Steve Bergstein, my friend and collaborator for many years, is a civil rights attorney who practices law in New York. He takes on the kinds of cases that address the issues raised in the Zuccotti Park protest hearings today (he is something of a ‘protest in the park’ specialist, truly a legal boutique), and this is his commentary from his legal blog (designed for other attorneys) called Wait A Second. The ‘second’ part is a reference to the Second Circuit of the federal courts, one of the best and the one he practices in. One technical note: an Article 78 proceeding is a lawsuit designed to make the State of New York or any governmental entities within the state follow their own laws. They are notoriously complex. — efc

A State Supreme Court Justice has ruled that the City of New York may prevent the Occupy Wall Street protesters from bringing tents and sleeping bags and other things into Zuccotti Park, where the OWS protests have taken place since September 17, 2011. The ruling denies the OWS request for a temporary restraining order.

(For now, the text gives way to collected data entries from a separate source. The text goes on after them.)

PR #3287, opened 2024-05-15
feat(transformer): do not add self attribute in react/jsx plugin

Dunqing:
follow-up: https://github.com/oxc-project/oxc/pull/3258.


Boshen:
Can you restack this on top of main?

Boshen (approved):

PR #3296, opened 2024-05-15
perf(lexer): use bitshifting when parsing known integers

DonIsaac:
## What This PR Does

- perf(lexer): use bit shifting when parsing hex, octal, and binary integers instead of `mul_add`-ing on `f64`s. Check out the difference in assembly generated [here](https://godbolt.org/z/zMEKaeYzh)
- perf(lexer): skip redundant utf8 check when parsing BigInts
- refactor(lexer): remove `unsafe` usage (as per @overlookmotel's request [here](https://github.com/oxc-project/oxc/pull/3283#issuecomment-2111814598))
- test(lexer): add numeric parsing unit tests

I don't expect this PR to have a large performance improvement, since the most common case (`Kind::Decimal`) is not affected. We could do this, however, by splitting `Kind::Decimal` into `Kind::DecimalFloat` and `Kind::DecimalInt` when the lexer encounters a `.`


crates/oxc_parser/src/lexer/number.rs
```diff
@@ -120,5 +124,193 @@ pub fn parse_big_int(s: &str, kind: Kind) -> Result<BigInt, &'static str> {
...
+
+#[cfg(test)]
+#[allow(clippy::unreadable_literal, clippy::mixed_case_hex_literals)]
+mod test {
+
+    use super::{parse_float, parse_int, Kind};
+
+    /// Assert that all (&str, number) items in an [`Iterator`] parse to the
+    /// expected number. `number` will be casted to an [`f64`].
+    macro_rules! assert_all_eq {
```
Boshen, line 141: Do we really need macros instead of simple functions 😅 . This file is at the bottom of the dependency tree, it is valuable to save as much compilation time as possbile.

Boshen:
> use bit shifting 

Can you comment why it's better on the spot for future contributors.

crates/oxc_parser/src/lexer/number.rs
overlookmotel: I would also prefer to lose the macros here, but not for compile time reasons.

I feel like tests should be as "stupid" as possible so it's really clear exactly what they test and to verify that they're testing what you think they are.

In my view, having a pretty simple macro to shorten a repeated pattern is fine, but this macro is too clever! (by which I mean it takes brain power to understand)

To remove the macro while also avoiding repetition, could you make `assert_all_eq!` (or at least parts of it) into a normal function?

overlookmotel:
Just to say, the bitshift algorithm is brilliant! Very smart.

Interesting that compiler unrolls the loop. Looks like it unrolls in batches of 4 characters, which should be good for this use case. If it had used batches of 8 chars for octals, that'd likely be a de-opt because JS rarely contains numbers which are as large as 8 digits (decimal or octal).

DonIsaac:
> > use bit shifting
> 
> Can you comment why it's better on the spot for future contributors.

In this PR discussion, or in the code?

overlookmotel:
> > > use bit shifting
> > 
> > 
> > Can you comment why it's better on the spot for future contributors.
> 
> In this PR discussion, or in the code?

I think Boshen means in the code.

crates/oxc_parser/Cargo.toml
```diff
@@ -24,12 +24,13 @@ oxc_ast         = { workspace = true }
 oxc_syntax      = { workspace = true }
 oxc_diagnostics = { workspace = true }
 
-static_assertions = { workspace = true }
 assert-unchecked  = { workspace = true }
 bitflags          = { workspace = true }
-rustc-hash        = { workspace = true }
 num-bigint        = { workspace = true }
+num-traits        = { workspace = true }
```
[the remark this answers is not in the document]
Boshen: Ok let's keep it for now.

crates/oxc_parser/src/lexer/number.rs
DonIsaac: Removed

Boshen (approved):

Boshen (approved):
Brilliant work! Thank you!

Issue #2870, opened 2024-03-30
Transformer: support babel `targets`


Boshen:
https://babeljs.io/docs/options#targets

Boshen:
https://github.com/oxc-project/oxc/pull/3371

PR #3298, opened 2024-05-16
feat(transformer): add preset-env

Dunqing:
Related issues: https://github.com/oxc-project/oxc/issues/2870

The `targets` is an option for preset-env

This preset has a lot of test failures, so let's skip it for now.

### DIFF
--- a/crates/oxc_transformer/src/env/mod.rs
+++ b/crates/oxc_transformer/src/env/mod.rs
@@ -1,0 +1,21 @@
+mod options;
+
+use std::rc::Rc;
+
+pub use self::options::EnvOptions;
+/// [Preset Env](https://babel.dev/docs/babel-preset-env)
+///
+/// This preset is a smart preset that allows you to use the latest JavaScript without needing to micromanage
+/// which syntax transforms (and optionally, browser polyfills) are needed by your target environment(s).
+/// This both makes your life easier and JavaScript bundles smaller!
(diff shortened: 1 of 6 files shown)


Dunqing:
* **#3298** <a href="https://app.graphite.dev/github/pr/oxc-project/oxc/3298?utm_source=stack-comment-icon" target="_blank">Graphite</a> 👈
* `main`

<h2></h2>

Boshen:
Is `@babel/preset-env` a pre-step for babel plugins? It feels like the API is something like

`Transformer::from_preset_env()` and produces a transformer with all the plugins set correctly.

What do you think?

Dunqing:
> Is `@babel/preset-env` a pre-step for babel plugins? It feels like the API is something like
> 
> `Transformer::from_preset_env()` and produces a transformer with all the plugins set correctly.
> 
> What do you think?

Yes. The `@babel/preset-env` just returns a series plugins. `Transformer::from_preset_env()` is simpler than preset-env. I like it.

Dunqing:
We decided to use `Transformer::from_babel_config()` instead of `preset-env`. This function will handle what preset-env does and return the transformer options and errors for unsupported plugins/options.

This function signature like this
```rust
pub fn from_babel_config(config: serde_json::Value) -> Result<TransformOptions, Vec<Error>> {
}
```

PR #3825, opened 2024-06-22
feat(linter): implement @typescript-eslint/no-non-null-assertion

kaykdm:

original implementation

- code: https://github.com/typescript-eslint/typescript-eslint/blob/main/packages/eslint-plugin/src/rules/no-non-null-assertion.ts
- test: https://github.com/typescript-eslint/typescript-eslint/blob/main/packages/eslint-plugin/tests/rules/no-non-null-assertion.test.ts
- doc: https://typescript-eslint.io/rules/no-non-null-assertion/

typescript-eslint has a feature that is manually fixable by editor suggestions on this rule, but oxc does not have one as far as I know, so the implementation is simple compared to typescript-eslint

### DIFF
--- a/crates/oxc_linter/src/rules.rs
+++ b/crates/oxc_linter/src/rules.rs
@@ -137,6 +137,7 @@ mod typescript {
     pub mod no_misused_new;
     pub mod no_namespace;
     pub mod no_non_null_asserted_optional_chain;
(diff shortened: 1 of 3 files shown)


DonIsaac (approved):
LGTM

Issue #2958, opened 2024-04-13
ast: revisit `Modifiers`


Boshen:
The `Modifiers` data is used for error recoverable, but it causes a lot of confusion while working on the AST. Consider removing it.

Boshen:
I want a data structure to clearly indicate the allowed modifiers, with other disallowed modifiers attached to it.

overlookmotel:
Would it be OK to:

Only allow valid modifiers to be encoded in the AST.

When parser finds a modifier in an invalid location, it raises an error and then ignores it (i.e. doesn't put it in AST) and can then continue parsing the rest of the file.

Then we get a simpler AST which we can rely on being valid, but don't cause the parser to grind to a halt when it hits something illegal.

Does that count as recoverable?

Boshen:
AST no longer uses `Modifiers` but parser still uses it for maximum control.

PR #3838, opened 2024-06-23
feat(semantic): check for illegal symbol modifiers

DonIsaac:


crates/oxc_semantic/tests/integration/util/mod.rs
```diff
@@ -64,11 +81,68 @@ impl<'a> SemanticTester<'a> {
...
+                semantic_ret
+                    .errors
+                    .iter()
+                    .map(ToString::to_string)
+                    .intersperse("\n\n".to_owned())
+                    .collect::<String>()
+            ),
+            _ => semantic_ret.semantic,
+        }
+        // if !semantic_ret.errors.is_empty() {
```
Boshen, line 125: Some commented out code

Boshen (commented):
I was thinking about removing `Modifiers` from the AST nodes in https://github.com/oxc-project/oxc/issues/2958

I'll accept this PR and refactor things out later.

crates/oxc_semantic/tests/integration/util/mod.rs
DonIsaac: removed

PR #3842, opened 2024-06-23
feat(linter): accept multiple fixes when fix code

mysteryven:
Want to add this because of there are bunch of fix codes in [consistent-type-import](https://github.com/typescript-eslint/typescript-eslint/blob/e408b93e48e5199d83a8d99d1e27126d2dd8bc8f/packages/eslint-plugin/src/rules/consistent-type-imports.ts#L610-L945) are not easy to port.

### DIFF
--- a/crates/oxc_linter/src/context.rs
+++ b/crates/oxc_linter/src/context.rs
@@ -9,7 +9,7 @@ use oxc_syntax::module_record::ModuleRecord;
 use crate::{
     config::OxlintRules,
     disable_directives::{DisableDirectives, DisableDirectivesBuilder},
-    fixer::{Fix, Message, RuleFixer},
+    fixer::{CompositeFix, Message, RuleFixer},
     javascript_globals::GLOBALS,
     AllowWarnDeny, OxlintConfig, OxlintEnv, OxlintGlobals, OxlintSettings,
 };
@@ -171,14 +171,16 @@ impl<'a> LintContext<'a> {
     }
 
     /// Report a lint rule violation and provide an automatic fix.
-    pub fn diagnostic_with_fix<F: FnOnce(RuleFixer<'_, 'a>) -> Fix<'a>>(
-        &self,
-        diagnostic: OxcDiagnostic,
-        fix: F,
-    ) {
+    pub fn diagnostic_with_fix<C, F>(&self, diagnostic: OxcDiagnostic, fix: F)
+    where
+        C: Into<CompositeFix<'a>>,
+        F: FnOnce(RuleFixer<'_, 'a>) -> C,
+    {
         if self.fix {
             let fixer = RuleFixer::new(self);
-            self.add_diagnostic(Message::new(diagnostic, Some(fix(fixer))));
+            let composite_fix: CompositeFix = fix(fixer).into();
+            let fix = composite_fix.normalize_fixes(self.source_text());
+            self.add_diagnostic(Message::new(diagnostic, Some(fix)));
         } else {
             self.diagnostic(diagnostic);
         }
--- a/crates/oxc_linter/src/fixer.rs
+++ b/crates/oxc_linter/src/fixer.rs
@@ -22,6 +22,92 @@ impl<'a> Fix<'a> {
     }
 }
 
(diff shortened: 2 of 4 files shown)


mysteryven:
* **#3842** <a href="https://app.graphite.dev/github/pr/oxc-project/oxc/3842?utm_source=stack-comment-icon" target="_blank">Graphite</a> 👈
* `main`

<h2></h2>

Boshen (commented):
What's the difference between this and https://github.com/oxc-project/oxc/blob/d76f34b1300069adc8def5f9fd1b21e05f78092d/crates/oxc_linter/src/fixer.rs#L29 ?

Ideally we should only have 1 - a port from eslint.

mysteryven:
I need to compose multi `Fix` at one time(one line code may have to delete and replace). And have three thoughts at first, one is shown as this PR, and another is change our `Fix`

```diff
#[derive(Debug, Clone, Default)]
	pub struct Fix<'a> {
-		pub contents: Cow<'a, str>,
+		pub contents: Vec<Cow<'a, str>>,
-		pub spans: Span,
+		pub spans: Vec<Span>,
}

 ctx.diagnostic_with_fix(
      no_import_type_side_effects_diagnostic(import_decl.span),
      |fixer| {
          let raw = ctx.source_range(import_decl.span);
          let mut string_fixer = StringFixer::new(raw);

          let mut fix = fixer.new_fix();
          fix.replace(span, "abc");
          fix.delete(span, "abc");
		fix
 })
```

I checked [rule-fixer.js](https://github.com/eslint/eslint/blob/219aecb78bc646d44bad27dc775a9b3d3dc58232/lib/linter/rule-fixer.js), and found change Fix is not keep same with ESLint, ESLint produces one fix in RuleFixer's method, so I didn't change `RuleFixer`

The third option is let the fixer return `Vec<fix>`, I thought it will influence many files that have a fixer.

```diff
#[derive(Clone)]
pub struct Message<'a> {
    pub error: OxcDiagnostic,
    pub start: u32,
    pub end: u32,
+ pub fixs: Option<Vec<Fix<'a>>>,
- pub fix: Option<Fix<'a>>,
    fixed: bool,
}
```

Finally I chose option 1. I thought this way only need to change the least things =.=

Now, looks like option 3 is better, are we to accept it? or would you like to give me some advice?

Boshen:
My question is always how does eslint do it? Can we align our implementation with theirs?

crates/oxc_linter/src/context.rs
```diff
@@ -166,14 +166,15 @@ impl<'a> LintContext<'a> {
     }
 
     /// Report a lint rule violation and provide an automatic fix.
-    pub fn diagnostic_with_fix<F: FnOnce(RuleFixer<'_, 'a>) -> Fix<'a>>(
+    pub fn diagnostic_with_fix<F: FnOnce(RuleFixer<'_, 'a>) -> CompositeFix<'a>>(
```
DonIsaac, line 169: Maybe return `C : Into<CompositeFix<'a>>`?

crates/oxc_linter/src/fixer.rs
```diff
@@ -20,6 +20,83 @@ impl<'a> Fix<'a> {
     pub fn new<T: Into<Cow<'a, str>>>(content: T, span: Span) -> Self {
         Self { content: content.into(), span }
     }
+
+    pub fn into_composite_fix(self) -> CompositeFix<'a> {
+        CompositeFix::Single(self)
+    }
+}
+
+pub enum CompositeFix<'a> {
```
DonIsaac, line 29: Consider implementing `From<Fix<'a>>` and `From<Vec<Fix'a>>`

crates/oxc_linter/src/context.rs
mysteryven: Nice suggestion!

Boshen (commented):
Are there unit tests from eslint? We should port them over.

mysteryven:
> Are there unit tests from eslint? We should port them over.

Added now, and it really exposed my bug 😥

PR #3863, opened 2024-06-23
fix(semantic): do not bind type/value references to value/type symbols

### LINKED ISSUE #3799: Incorrect reference resolve in function parameter's type
```typescript
import * as foo from 'foo';

function bar(foo: foo) {}
```

We treat function parameter `foo`'s type refers to itself.

CleanShot 2024-06-21 at 10 00 04@2x

CleanShot 2024-06-21 at 10 03 02@2x

1. [our playground](https://oxc-project.github.io/oxc/playground/?code=3YCAAIC1gICAgICAgIC0G8rnONK887cdP8rOL8UC6QnA9HB4rpM9rpIjLjycp13Au8%2FJhmDB5RAx7SoW4A0Y7lXumf54QLmA) 
2. [typescript playground](https://www.typescriptlang.org/play/?#code/JYWwDg9gTgLgBAKjgQwM5wGYQpqERwDkWEhA3AFBVUYCuAdgMYzAT0oAUJAXJtgJRwA3hThwKAXyA)

DonIsaac:
Fixes #3799

Only symbols with the desired "meaning" (value/type) get resolved when binding references to symbol ids.

I also updated some code in `oxc_traverse`, but to be honest I'm not sure what's going on there and I'd love some input on what to do there. It seems to be used by `oxc_semantic`, but not completely?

The case is Waller v. City of New York, decided on the afternoon of November 15. As everyone knows, the OWS protesters have camped out at Zuccotti Park in lower Manhattan to protest the vast inequality of wealth in this country and other deficiencies of the capitalist system. For many protesters, the park was a home away from home. I visited the park in mid-October and found a lively scene with hundreds of people holding signs, reading books, playing guitar, pounding on drums and generally hanging around. I don’t know how these people planned on staying there through the winter, but it’s been a mild Autumn and the place was wall-to-wall people with a lot of tourists peeking around as well.